'''

PR #725, opened 2026-09-17
dcnm_interface: table-driven nvPair support (generic interface engine)

dacasti2mx:
> **Draft, opened early on purpose.** The design is settled and validated on hardware, but
> the scope is large and I would rather take direction now than after another round. Comments
> on the approach are more useful to me than comments on the wording.

## The problem

`dcnm_interface` supports a fixed set of interface fields, each wired by hand: an entry in the
argument spec, a branch in the payload builder, a line in the compare path, and a place in the
`have` reconciliation. Adding one NDFC `nvPair` means touching four or five places and knowing
which of them apply to which of the eighteen interface templates.

The result is that most template fields are simply unsupported, and adding them does not get
cheaper with practice. `ACL_FILTER` and `GUARD_MODE` have existed in the NDFC templates for
releases; the module cannot express either.

## What this does

Introduces a **thin engine** driven by a **static binding table**. A binding declares what a
field is — parent template, `nvPair`, profile key, type, applicable interface type and mode,
minimum NDFC version, constraints — and the engine does the rest at five hook points in the
existing module. Adding a field becomes a table entry plus a test, not a code path.

```
tools/gie_generate_binding_table.py   reviewed registry YAML  ->  generated table
plugins/module_utils/gie_binding_table.py   672 lines, GENERATED, carries a provenance hash
plugins/module_utils/gie_engine.py          488 lines, the whole engine
```

Runtime never reads YAML and never queries NDFC template metadata to decide what a field is.
The table is generated offline from an approved registry and committed, so what ships is
exactly what was reviewed.

**Currently registered: 58 bindings across 9 parents, 14 distinct nvPairs.**

| Parent | Bindings |
|---|---|
| `int_trunk_host` | 9 |
| `int_access_host` | 8 |
| `int_port_channel_trunk_host` / `int_vpc_trunk_host` | 7 each |
| `int_port_channel_access_host` / `int_port_channel_dot1q_tunnel_host` / `int_routed_host` / `int_vpc_access_host` | 6 each |
| `int_fabric_loopback_11_1` | 3 |

55 are `passthrough` (the parent carries the nvPair directly); 3 are `child_pti` (the parent
propagates to a generated child policy), all three OSPF message-digest on fabric loopbacks.

## Design decisions worth arguing about

**Fail closed, everywhere.** An unknown binding type, an unregistered key on a parent, a value
of the wrong native type, a version that cannot be parsed — each aborts before anything is sent,
and the message says explicitly that no template metadata was queried and no change was made.

**Local validation runs before any GET.** The whole config is validated in one pass, so a
malformed field on interface #7 fails before interface #1 triggers a capability lookup. Tested.

**Messages never echo the rejected value.** A binding can carry a secret — the OSPF
authentication key is one — and module errors land in logs and CI artifacts. Errors name the
field, the expected type and the type received (`given a null value`), never the value, and
never its length.

**The empty string clears a plain-string binding.** NDFC returns `""` for an unset string and
accepts `""` to clear one; without this a field is settable and never clearable. Scoped to
bindings with no `valid_values`, so an empty enum still fails closed — for an enum, "off" is a
named choice, never the empty string.

**`str` subclasses are accepted.** Ansible hands a module `AnsibleUnicode`, not `str`. An exact
`type(v) is str` check rejects every string a real playbook can supply while unit tests passing
literals keep passing — that defect is in here as a fixed commit, and the check is now explicit
about `bool`/`int` not being interchangeable.

## Validation

Unit: **4021 pass** across the collection, including 9 new engine-specific suites — the thin
engine itself, passthrough wire form, boolean wire form, clearing a string binding, the
parent/child OSPF contract, "every registered parent is actually wired", "the legacy path and
the engine never write the same nvPair", routed bindings, and dot1q/QoS parity.

One test fails in the full run: `test_log_00011`. It passes in isolation and fails when run
alongside the rest of `test_log.py` — order dependence in the logging tests, present on
`develop` and untouched by this branch. Flagging it so it is not mistaken for fallout here.

Hardware: NDFC 12.6.0.267 / ND 4.3.1 / NX-OS 10.5(5) on a VXLAN EVPN fabric, exercising all
registered bindings on ethernet, port-channel, vPC and routed host interfaces plus the fabric
loopback. Set, change, omit, and clear were each measured on the device CLI rather than
inferred from a module `changed` flag — including a full withdrawal matrix (value present,
inert value, field omitted, whole interface removed from the model) and an end-to-end run
driven by a NaC data model rather than a direct playbook.

## What this deliberately does NOT do

- **No new interface types.** Only fields on parents the module already handles.
- **No composite fields.** `HSRP_SECONDARY_VIPS` and similar remain out; they need a shape the
  table does not express yet.
- **`query` state is not exercised** by the new tests. It is unchanged, but say so out loud.
- **The legacy hardcoded paths are not removed.** The engine runs alongside them and a test
  asserts the two never write the same nvPair. Migrating them is a follow-up, not this PR.

## Suggested review order

1. `plugins/module_utils/gie_engine.py` — the whole contract is here, 488 lines.
2. `tools/gie_generate_binding_table.py` and a handful of entries in the generated table.
3. `tests/unit/modules/dcnm/test_gie_thin_engine.py` — the engine's behaviour as specified.
4. The five hook points in `plugins/modules/dcnm_interface.py`, which is where I would most
   like a second opinion on placement.

Commits are ordered and each is self-contained; reviewing by commit is likely easier than by
file.

## Open questions I would like opinions on

1. **Hook placement.** The five hooks sit where they cause the least disruption today. Is that
   the right shape, or should the module call the engine from fewer, higher-level points?
2. **Table generation.** The table is generated and committed with a provenance hash. Is
   committing generated code acceptable here, or would you prefer the registry itself ship and
   be parsed at import?
3. **Scope of this PR.** 31 commits is a lot. I can split the engine from the binding
   registrations if that makes review tractable — say the word before you start reading.


mikewiebe:
### Advisory: Generic binding scale and carry-forward behavior

The PR appears to preserve the module’s main controller-facing performance improvements which is good:

- Interface data is still bulk-fetched and cached per switch.
- Updates still use the bulk API.
- The static binding registry does not introduce a REST request per property.

I do not see a return to per-interface/per-property controller calls which was causing performance issues in this modules a long time back so just double checking. There are, however, two areas worth considering for larger fabrics.

#### 1. Precompute binding indexes

Several GIE helpers repeatedly scan the complete binding registry or rebuild the same sets. The registry currently contains approximately 228 bindings, and these operations can occur repeatedly for every interface and property.

Consider constructing immutable indexes once when the module is loaded, for example:

- `(parent_template, profile_key) -> binding`
- `parent_template -> bindings`
- Precomputed sets for all registered, guarded, and no-log keys

This would make individual binding resolution an O(1) dictionary lookup and limit parent-level iteration to that parent’s bindings. It would not change behavior, but it would prevent the cost from increasing unnecessarily as both the interface count and registry grow.

#### 2. Restrict general carry-forward to `merged`

Generic carry-forward currently applies to `merged`, `replaced`, and `overridden`. Carry-forward means copying registered properties from `have` into the outgoing payload when they were omitted from `want`.

For example, assume the existing interface contains:

```yaml
description: old-description
mtu: 9216
speed: 100G
```

and the user supplies:

```yaml
description: new-description
```

For `state: merged`, preserving `mtu` and `speed` is expected because the user requested a partial update.

For `state: replaced` or `state: overridden`, silently carrying `mtu` and `speed` forward is generally inconsistent with the state semantics. Omitted managed properties should normally be reset or returned to their defaults. Carrying every registered property forward makes these states behave more like `merged`.

There may be a small number of controller-required or fabric-owned fields that must be retained in every state. Those should be explicitly identified and preserved through a narrow allowlist rather than applying general carry-forward to every registered binding.

This also has a scale implication. The routed-interface parent currently has up to 56 registered bindings. For 1,000 interfaces, carry-forward can inspect and potentially serialize tens of thousands of additional `nvPairs`, increasing:

- Local comparison and payload-construction time
- Memory and JSON serialization cost
- Request-body size
- NDFC parsing and template-processing work
- Debug logging cost when complete expanded payloads are formatted

A local engine-only synthetic check showed the relevant routed-profile processing at approximately 0.3 seconds per phase for 1,000 interfaces and 1.5–2 seconds per phase for 5,000 interfaces. These measurements are directional rather than end-to-end—controller latency will normally dominate—but they demonstrate that the current lookup pattern scales linearly and will become more noticeable as the registry grows.

I recommend:

1. Precomputing the registry indexes and key sets.
2. Applying general carry-forward only for `state: merged`.
3. Explicitly allowlisting any fields that genuinely must survive `replaced` or `overridden`.
4. Adding a synthetic 1,000–5,000-interface test that verifies bounded controller calls, payload size, and processing time.

One additional tradeoff is that failed or malformed controller reads can now be retried up to three times. That does not affect the normal success path, but it can increase latency and request volume when multiple switches are unreachable.

dacasti2mx:
Thanks, @mikewiebe  Agreed. We’ll address this in separate commits: 
-registry indexing, 
- bounded read recovery
- and withdrawal semantics, preserving fabric-owned fields. 

Each step will have measurable acceptance criteria and regression tests.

'''

Task prompt => Identify the lines in the entries above that contain "fails", then copy them out.

Task response =>
malformed field on interface #7 fails before interface #1 triggers a capability lookup. Tested.
bindings with no `valid_values`, so an empty enum still fails closed — for an enum, "off" is a
One test fails in the full run: `test_log_00011`. It passes in isolation and fails when run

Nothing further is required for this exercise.